» **WHAT IS REQUIRED**:
Go through the listing below and list every line with "function".

» **LISTED ENTRIES**:
PR #398, opened 2013-08-07
Bunch of small changes to the generator to make it nicer to use.

mithro:


test/test-generator.html
```diff
@@ -207,14 +212,16 @@
...
     }
-    printCheck(checks[x].initSelctor, i, propslist, time);
+    outputText += printCheck(checks[x].initSelctor, i, propslist, time);
   }
+  outputText += '  });';
+  var output = document.getElementById("checks");
+  output.innerHTML += outputText + "<br>";
 }
 
 function printCheck(object, number, properties, time){
```
dstoc, line 222: it doesn't really 'print', perhaps formatCheck ?

dstoc:
lgtm

test/test-generator.html
mithro, line 222: I didn't name it :), probably should fix all the names in this code sometime....

PR #399, opened 2013-08-07
Making the log elements <pre> so they look nicer.

mithro:


dstoc:
You should be able to do this in CSS without creating additional elements.
eg. white-space: pre; font-family: monospace;

mithro:
Fixed. PTAL.

PR #401, opened 2013-08-08
Fixing a number of problems which where breaking tests under Firefox.

mithro:


test/testcases/disabled-test-dynamic-load.html
```diff
@@ -14,7 +14,14 @@
 limitations under the License.
 -->
 
-<!DOCTYPE html>
+<!--
+This test is disabled because in Firefox the page is consided loaded before
+web-animations.js is loaded and hence the test will fail as web-animations.js
```
dstoc: I don't understand this comment, the test waits for the load event before it loads web-animations.js

mithro: Moved to different pull-request.

PR #416, opened 2013-08-14
Attempt at introducing basic player cleanup.

shans:


steveblock:
LGTM

dstoc:
I think we need a test like in test-update-state.html where we have an animation whose Player has been removed from the list, but then we modify the timing in such a way that it would then be in effect (and the effect should be visible immediately).

web-animations.js
```diff
@@ -707,6 +721,9 @@ TimedItem.prototype = {
     return this.parent === null ? effectivePlaybackRate :
         effectivePlaybackRate * this.parent._netEffectivePlaybackRate();
   },
+  _hasEffect: function() {
+    return this._isCurrent() || this.specified.fillMode !== 'none';
```
dstoc, line 731: Can we just implement this as defined in the spec?

inEffect = activeTime != null;

We want to keep players in this list for anything which is current, or in effect.

shans, line 731: That won't work as soon as the new fill mode semantics are implemented.

shans, line 731: Hmm, actually, maybe it will.

shans, line 731: I tried this. It doesn't work because we're not interested in whether the player has effect right _now_, we're interested in whether it could have an effect in the _future_. Accordingly, I've renamed _hasEffect to _hasFutureEffect to make this clearer.

shans:
One of the tests in test-player-update.html already tests that inactive players were made active again by changing the player's current time. I've beefed it up a bit to test that the player is active immediately after the change, and that the styles are applied immediately.

I also added a similar test that modifies the source TimedItem's specified timing instead. This uncovered a bug, which I've fixed :)

web-animations.js
dstoc, line 731: hasFutureEffect = isCurrent || isInEffect 
and isInEffect = activeTime != null

But maybe that still depends on the new fill mode behavior being implemented.

PR #418, opened 2013-08-15
Two small fixes so run-tests.py works on OS X.

mithro:
- platform.system() returns "Darwin" not "mac".
- Don't hardcode the google-chrome binary to /usr/bin


mikelawther:
lgtm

» **YOUR RESPONSE**:
 function printCheck(object, number, properties, time){
+  _hasEffect: function() {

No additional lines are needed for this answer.